**BRIEF**
Would it be possible to quote, exactly and in full, the lines from the one with "Great work on" through the end of the entries below?
───── DATA FOR REVIEW ─────
PR #1248, opened 2025-01-29
Fix formatting on dete resource snackbar

allinox:
image

## Description

Formatting is no longer an issue when the resource name is not printed through i18next.
In the long run we should reevaluate whether or not to even use snackbars for feedback in the case of deletion. At least when the operation fails we should probably open the infomodal instead to display a more detailed description of why the operation failed

## Related Issue(s)
- https://github.com/Altinn/altinn-access-management-frontend/issues/1191

## Verification
- [ ] All tests run green

## Documentation


sonwit (approved):
👍🏼

PR #1255, opened 2025-02-03
Feat/amui/204 info modal for admin roller

sonwit:
## Description
- Added new methods for role delegation, revoke and search (this is used for getting all roles, i am unsure if the backend will support search for roles, but i assume some kind of filter is needed, so i made it a search)

- Added DelegationCheck for roles as we need to know if a role can be delegated.

- Added DetailCode enum in BFF for error codes on delegation-check.

- Added new properties to the Role and RoleAssignment models such as IsDelegable, ProviderId, Area, and Inherited. After discussing with backend, this reflects how the data will look when we get data from the actual backend. 

- Updated frontend components to support new role functionalities.

## Related Issue(s)
- #[204](https://github.com/Altinn/altinn-authorization-tmp/issues/204)
- #[205](https://github.com/Altinn/altinn-authorization-tmp/issues/205)

## Verification
- [ ] All tests run green

## Documentation


allinox (approved):
Great work on what turned out to be a large task! 👏

I like the trend we're on in striving to make several smaller components instead of 400-line monstrosities, and you continue that beautifully here.
Great work also with the screen reader testing and adding aria-titles for the otherwise invisible divide of the two lists: Active roles and available roles.

I've made some suggestions for improvements, which you can consider at your leisure. Otherwise - approved! 🚀😄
─────
**OUTPUT FOR THIS TASK**
Great work on what turned out to be a large task! 👏

I like the trend we're on in striving to make several smaller components instead of 400-line monstrosities, and you continue that beautifully here.
Great work also with the screen reader testing and adding aria-titles for the otherwise invisible divide of the two lists: Active roles and available roles.

I've made some suggestions for improvements, which you can consider at your leisure. Otherwise - approved! 🚀😄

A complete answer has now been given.